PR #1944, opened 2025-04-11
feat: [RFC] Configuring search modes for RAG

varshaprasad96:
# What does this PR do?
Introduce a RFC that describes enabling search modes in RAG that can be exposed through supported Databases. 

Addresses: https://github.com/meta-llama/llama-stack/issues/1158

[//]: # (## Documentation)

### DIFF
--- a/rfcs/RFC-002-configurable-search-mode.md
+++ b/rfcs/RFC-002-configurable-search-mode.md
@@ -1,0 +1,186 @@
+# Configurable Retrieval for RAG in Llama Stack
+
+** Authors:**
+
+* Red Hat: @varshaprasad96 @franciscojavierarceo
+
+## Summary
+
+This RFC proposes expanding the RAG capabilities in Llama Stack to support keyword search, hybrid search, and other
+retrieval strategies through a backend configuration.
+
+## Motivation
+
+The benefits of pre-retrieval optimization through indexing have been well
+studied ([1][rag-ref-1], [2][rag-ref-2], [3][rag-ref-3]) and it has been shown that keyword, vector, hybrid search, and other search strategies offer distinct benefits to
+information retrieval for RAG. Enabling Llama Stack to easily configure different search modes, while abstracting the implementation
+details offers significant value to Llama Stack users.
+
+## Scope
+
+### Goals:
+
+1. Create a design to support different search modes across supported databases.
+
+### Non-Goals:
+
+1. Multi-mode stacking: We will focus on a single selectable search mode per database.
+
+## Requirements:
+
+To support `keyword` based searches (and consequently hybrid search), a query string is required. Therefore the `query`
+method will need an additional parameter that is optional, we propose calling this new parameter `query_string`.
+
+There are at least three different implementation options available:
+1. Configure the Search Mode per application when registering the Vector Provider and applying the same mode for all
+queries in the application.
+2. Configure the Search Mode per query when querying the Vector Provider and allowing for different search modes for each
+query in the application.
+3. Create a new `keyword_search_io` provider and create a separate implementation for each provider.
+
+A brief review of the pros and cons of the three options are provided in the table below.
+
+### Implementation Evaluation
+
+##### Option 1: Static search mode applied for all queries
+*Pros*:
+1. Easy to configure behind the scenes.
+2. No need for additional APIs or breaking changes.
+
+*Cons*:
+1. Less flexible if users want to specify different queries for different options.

**TASK DIRECTIONS:** Retype every record above exactly as written.

**OUTPUT:**
PR #1944, opened 2025-04-11
feat: [RFC] Configuring search modes for RAG

varshaprasad96:
# What does this PR do?
Introduce a RFC that describes enabling search modes in RAG that can be exposed through supported Databases. 

Addresses: https://github.com/meta-llama/llama-stack/issues/1158

[//]: # (## Documentation)

### DIFF
--- a/rfcs/RFC-002-configurable-search-mode.md
+++ b/rfcs/RFC-002-configurable-search-mode.md
@@ -1,0 +1,186 @@
+# Configurable Retrieval for RAG in Llama Stack
+
+** Authors:**
+
+* Red Hat: @varshaprasad96 @franciscojavierarceo
+
+## Summary
+
+This RFC proposes expanding the RAG capabilities in Llama Stack to support keyword search, hybrid search, and other
+retrieval strategies through a backend configuration.
+
+## Motivation
+
+The benefits of pre-retrieval optimization through indexing have been well
+studied ([1][rag-ref-1], [2][rag-ref-2], [3][rag-ref-3]) and it has been shown that keyword, vector, hybrid search, and other search strategies offer distinct benefits to
+information retrieval for RAG. Enabling Llama Stack to easily configure different search modes, while abstracting the implementation
+details offers significant value to Llama Stack users.
+
+## Scope
+
+### Goals:
+
+1. Create a design to support different search modes across supported databases.
+
+### Non-Goals:
+
+1. Multi-mode stacking: We will focus on a single selectable search mode per database.
+
+## Requirements:
+
+To support `keyword` based searches (and consequently hybrid search), a query string is required. Therefore the `query`
+method will need an additional parameter that is optional, we propose calling this new parameter `query_string`.
+
+There are at least three different implementation options available:
+1. Configure the Search Mode per application when registering the Vector Provider and applying the same mode for all
+queries in the application.
+2. Configure the Search Mode per query when querying the Vector Provider and allowing for different search modes for each
+query in the application.
+3. Create a new `keyword_search_io` provider and create a separate implementation for each provider.
+
+A brief review of the pros and cons of the three options are provided in the table below.
+
+### Implementation Evaluation
+
+##### Option 1: Static search mode applied for all queries
+*Pros*:
+1. Easy to configure behind the scenes.
+2. No need for additional APIs or breaking changes.
+
+*Cons*:
+1. Less flexible if users want to specify different queries for different options.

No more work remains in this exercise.